The Nusselt number (Nu) is a dimensionless parameter of paramount importance in the study of convective heat transfer. It is essentially a comparative measure of convective to conductive heat transfer at a boundary in a fluid flow. The higher the Nusselt number, the more efficient the convective heat transfer relative to conduction. The Nusselt number is calculated using certain key physical properties and flow characteristics of the fluid, such as the Reynolds number and the Prandtl number.

For our example exercise, Jakob's correlation formula provides a specific way to calculate the Nusselt number for water flowing over a square tube. By inserting the given Reynolds number (Re) for the flow velocity and dimensions, and the Prandtl number (Pr) representing the physical properties of water at the specified temperature, we can determine the Nusselt number, which is crucial to finding the heat transfer coefficient.

Reynolds Number

The Reynolds number (Re) is another dimensionless number used to predict flow patterns in different fluid flow situations. It expresses the ratio of inertial forces to viscous forces and is key in determining the regime of the flow, whether it's laminar or turbulent. Laminar flow leads to a lower heat transfer rate compared to turbulent flow, which significantly enhances the mixing and therefore, the rate of convective heat transfer.

In the given problem, we have a Reynolds number of 10,000, which suggests that the flow is turbulent. Turbulent flow tends to have higher Nusselt numbers, implying enhanced convection. Knowing the right Reynolds number for the fluid crossing over the tube is crucial for applying the correlation formula accurately to calculate the Nusselt number.

Prandtl Number

The Prandtl number (Pr) is a dimensionless number named after the German physicist Ludwig Prandtl.
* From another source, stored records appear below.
PR #902, opened 2021-01-26
DUOS-942[risk=no]Represent ToT as an integer of days

raejohanek:
## Scope:
- change turnaround time from a string to an integer representing days
- wrap conversion from long to integer in a try catch fo the unlikely occasion that number of days will exceed integer bounds
- NOTE: All changes outside of DarMetricsDecision and DacMetricsDecision have already been approved and merged as a part of DUOS-731, the new changes on this PR are all in the very last commit

## Addresses:
https://broadworkbench.atlassian.net/browse/DUOS-942

In all cases:


src/main/java/org/broadinstitute/consent/http/models/DacDecisionMetrics.java
```diff
@@ -181,15 +181,19 @@ private void setAverageTurnaroundTimeMillis(Double averageTurnaroundTimeMillis)
...
-      this.averageTurnaroundTime =
-          DurationFormatUtils.formatDurationWords(
-              this.getAverageTurnaroundTimeMillis().longValue(), true, true);
+      //this will only ever catch an exception if there is no final date, or an unreasonable amount of time between them
+      //in this case, the upward bound of Integer is displayed
+      try {
+        this.averageTurnaroundTime = Math.toIntExact(TimeUnit.MILLISECONDS.toDays(this.averageTurnaroundTimeMillis.longValue()));
+      } catch (ArithmeticException e) {
+        this.averageTurnaroundTime = 2147483647;
+      }
```
rushtong: Since this is copied almost exactly with the one in the other class, this is a great time for a refactor. In the interface, add this method:
```
    default Integer convertMillisToDays(Long tot) {
        //this will only ever catch an exception if there is no final date, or an unreasonable amount of time between them
        //in this case, the upward bound of Integer is displayed
        try {
            return Math.toIntExact(TimeUnit.MILLISECONDS.toDays(tot));
        } catch (ArithmeticException e) {
            return 2147483647;
        }
    }
```
Then, in the Dar and Dac decision metrics classes, just call that method:
```
this.averageTurnaroundTime = convertMillisToDays(this.averageTurnaroundTimeMillis.longValue());
```

It also gives you a chance to look at the method more critically. The comments, when extracted out into this method, are confusing to me. We should be able to convert any long to a number of days, no?

rushtong (changes requested):
Looking good. One opportunity for refactoring inline.

src/main/java/org/broadinstitute/consent/http/models/DacDecisionMetrics.java
raejohanek: okay good idea!! and yes we should be able to convert any long to an integer but since the method Math.toIntExact throws an exception if the long is too large to be converted to an integer I thought it would be safer to wrap it just in case

src/main/java/org/broadinstitute/consent/http/models/DecisionMetrics.java
```diff
@@ -1,7 +1,19 @@
...
 
+import java.util.concurrent.TimeUnit;
+
 public interface DecisionMetrics {
 
     String toString(String joiner);
 
+    default Integer convertMillisToDays(Long tot) {
+        //this will only ever catch an exception if the number of days
+        //exceeds 2147483647 and thus can't be converted to an integer
```
rushtong, line 11: Much clearer, thank you!

src/test/java/org/broadinstitute/consent/http/resources/MetricsResourceTest.java
```diff
@@ -30,7 +30,8 @@ public void setUp() {
     MockitoAnnotations.initMocks(this);
   }
 
-  private void initResource() {
+  @Before
```
rushtong: We actually don't want this to run before every test invocation. It is intended to be called only by tests after they have done all of the initialization they need. The net result of adding a `@Before` here is that we initialize the resource twice for every test instead of only once.

rushtong (approved):
One issue inline, otherwise looking good 👍🏽  ! Feel free to merge after reverting `MetricsResourceTest`

src/test/java/org/broadinstitute/consent/http/resources/MetricsResourceTest.java
```diff
@@ -30,7 +30,7 @@ public void setUp() {
     MockitoAnnotations.initMocks(this);
   }
 
-  private void initResource() {
+  public void initResource() {
```
rushtong, line 33: This can remain private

This figure represents the ratio of momentum diffusivity (kinematic viscosity) to thermal diffusivity. It essentially compares how quickly momentum and thermal energy are transmitted through the fluid.

In our exercise, the Prandtl number is given as 6 for water at a temperature of 50 degrees Celsius. This number plays a significant role in determining the convective heat transfer for the given situation, as seen in Jakob's correlation. The Prandtl number makes it clear how the fluid properties at a specific temperature affect heat transfer, and it must be combined with the Reynolds number to compute the Nusselt number effectively.

Heat Transfer Coefficient

The heat transfer coefficient (h) is a measurable property that quantifies the convective heat transfer between a solid boundary and the adjacent fluid. It reflects the ease with which heat is transferred from the solid surface to the fluid medium or vice versa. In essence, a higher heat transfer coefficient indicates that the fluid is more effective at absorbing heat from the surface or giving it off.

Once the Nusselt number has been calculated, the heat transfer coefficient can be found using the relationship between these two, the thermal conductivity (k), and the characteristic length of the surface (L). In the square tube example involving water, the coefficient is derived to find out how effectively the tube can transfer heat to the moving water at the set conditions.

Heat Transfer Rate

The heat transfer rate (Q) describes the amount of thermal energy transferred per unit time, typically measured in watts (W) or kilowatts (kW). It is affected by various factors, including the heat transfer coefficient, the surface temperature of the heat exchanging body, and the temperature of the moving fluid. Mathematically, it is expressed as the product of the heat transfer coefficient, the surface area for heat exchange, and the temperature difference between the two exchanging mediums.

The final step of our problem requires calculating this rate using the heat transfer coefficient derived from the Nusselt number, the surface area of the tube, and the temperature difference between the tube surface and the water. By doing so, we can determine the actual heat being transferred in kilowatts, which is a practical and measurable output that engineers and scientists use to analyze and design thermal systems.